--- WHAT THE TASK ASKS ---
Among the lines below, some may hold the word "opened"; state how many do, giving only the number.

****************

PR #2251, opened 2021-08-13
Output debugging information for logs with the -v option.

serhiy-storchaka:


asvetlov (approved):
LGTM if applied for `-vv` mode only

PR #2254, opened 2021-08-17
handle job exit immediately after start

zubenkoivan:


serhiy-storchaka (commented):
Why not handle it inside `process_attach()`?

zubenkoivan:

****************

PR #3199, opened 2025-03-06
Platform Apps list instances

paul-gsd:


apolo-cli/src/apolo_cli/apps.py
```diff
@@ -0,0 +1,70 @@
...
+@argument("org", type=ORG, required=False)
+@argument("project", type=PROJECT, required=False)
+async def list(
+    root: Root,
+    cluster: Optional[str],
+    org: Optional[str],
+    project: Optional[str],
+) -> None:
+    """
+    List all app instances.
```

****************

--- RESULT ---
3